MongoDB WT replication network usage

MarcF

unread,

Oct 18, 2016, 5:07:00 AM10/18/16

to mongodb-user

I have a mongo replica set where all reads/writes must go via the primary. The majority of the writes to the primary are small UPDATES to relatively large documents (~500kB). Each document may have between 5 and 10 updates one after the other.

Recently I noticed something odd, in that the network IN to the secondaries is MUCH higher than the network IN to the primary. Given that the secondaries should only be handling replication and nothing else I'm at a bit of a loss to explain this effect.

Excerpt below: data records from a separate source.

PR #18592, opened 2024-12-03
vscode: Only show status bar item in relevant files

darichey:
The status bar can become a bit crowded with many extensions adding status bar items. rust-analyzer can be a good citizen and hide itself unless the user is looking at relevant files.

I've set the default to show on Rust files and Cargo.toml. It could be reasonable to instead keep the current always-show behavior as the default, just giving users the option to configure it. I'm open to discussion!

This could also be a workaround for #15068.

### DIFF
--- a/editors/code/package.json
+++ b/editors/code/package.json
@@ -425,6 +425,41 @@
                         ],
                         "default": "openLogs",
                         "markdownDescription": "Action to run when clicking the extension status bar item."
+                    },
+                    "rust-analyzer.statusBar.documentSelector": {
+                        "type": [
+                            "array",
+                            "null"
+                        ],
+                        "items": {
+                            "type": "object",
+                            "properties": {
+                                "language": {
+                                    "type": [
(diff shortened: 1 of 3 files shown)


editors/code/package.json
```diff
@@ -425,6 +425,38 @@
...
+                                    ]
+                                }
+                            }
+                        },
+                        "default": [
+                            {
+                                "language": "rust"
+                            },
+                            {
+                                "pattern": "**/Cargo.toml"
```
Veykril, line 456: `**/Cargo.lock` might also be a good fit

bjorn3:
So this is why I couldn't find the status bar item for rust-analyzer in some cases even when rust-analyzer is busy running. This makes it harder to stop rust-analyzer when it is interfering with things.

Veykril:
I am honestly tempted to change the default to always, I've seen a lot of people confused by this behavior (rightfully so)

PR #18593, opened 2024-12-03
Fix parsing of parenthesized type args and RTN

Veykril:
Big diff due to test changes


Veykril:
Hmm, this regressed type inference on diesel

PR #20657, opened 2025-09-12
Fix extra semicolon before else in let-stmt

A4-Tacks:
Fixes rust-lang/rust-analyzer#20620

Example
---
```rust
fn main() {
    let x = if true {
        ()
    } $0 else {};
}
```

**Before this PR**:

```rust
fn main() {
    let x = if true {
        ()
    } else if $1 {
        $0
    }; else {};
}
```

**After this PR**:

```rust
fn main() {
    let x = if true {
        ()
    } else if $1 {
        $0
    } else {};
}
```

### DIFF
--- a/crates/ide-completion/src/completions/keyword.rs
+++ b/crates/ide-completion/src/completions/keyword.rs
@@ -270,6 +270,46 @@ fn main() {
         );
 
         check_edit(
+            "else if",
+            r#"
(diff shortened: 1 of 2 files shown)


lnicola (approved):

lnicola:
changelog fixup #20620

Here is the network IN over the last hour to the PRIMARY:

And here is the network IN over the last hour for the two SECONDARIES:

The network IN on the secondaries appears to average about 200MB (per minute), which is 3 times higher than the 60MB (per minute) of the primary.

What could explain this?

MarcF

unread,

Oct 21, 2016, 6:21:41 AM10/21/16

to mongodb-user

Bump

Kevin Adistambha

unread,

Oct 24, 2016, 3:01:22 AM10/24/16

to mongodb-user

Hi,

I have a mongo replica set where all reads/writes must go via the primary. The majority of the writes to the primary are small UPDATES to relatively large documents (~500kB). Each document may have between 5 and 10 updates one after the other.

Recently I noticed something odd, in that the network IN to the secondaries is MUCH higher than the network IN to the primary. Given that the secondaries should only be handling replication and nothing else I’m at a bit of a loss to explain this effect.

MongoDB performs replication by using the oplog to record any changes to the database, and it relies on the oplog being idempotent (i.e. applying an operation once or multiple times will result in the same outcome). Because of this, the Primary and the Secondaries are not necessarily writing using the same method. This may manifest in the difference in network utilization between the Primary and Secondaries that you observed.

As an example, if you have an increment operation in your primary (e.g. db.test.update({_id: 1}, {$inc: {x: 1}})), this operation would be recorded in the oplog as db.test.update({_id: 1}, {$set: {x: <some value>}}). Another example is the $addToSet operation, which will be recorded in the oplog as setting the whole array into a field.

Since you have relatively large documents, depending on the update operation, it may be the case that MongoDB is forced to send the whole document to the Secondaries to enforce the idempotency property of the oplog.

Please note that the upcoming MongoDB 3.4 has wire protocol compression feature (https://jira.mongodb.org/browse/SERVER-3018) that may minimize the effect of this behaviour.

Best regards,
Kevin

MarcF

unread,

Oct 24, 2016, 6:56:28 AM10/24/16

to mongodb-user

Many kind thanks for the logical explanation for the network differences. I'll try out the compression features once available.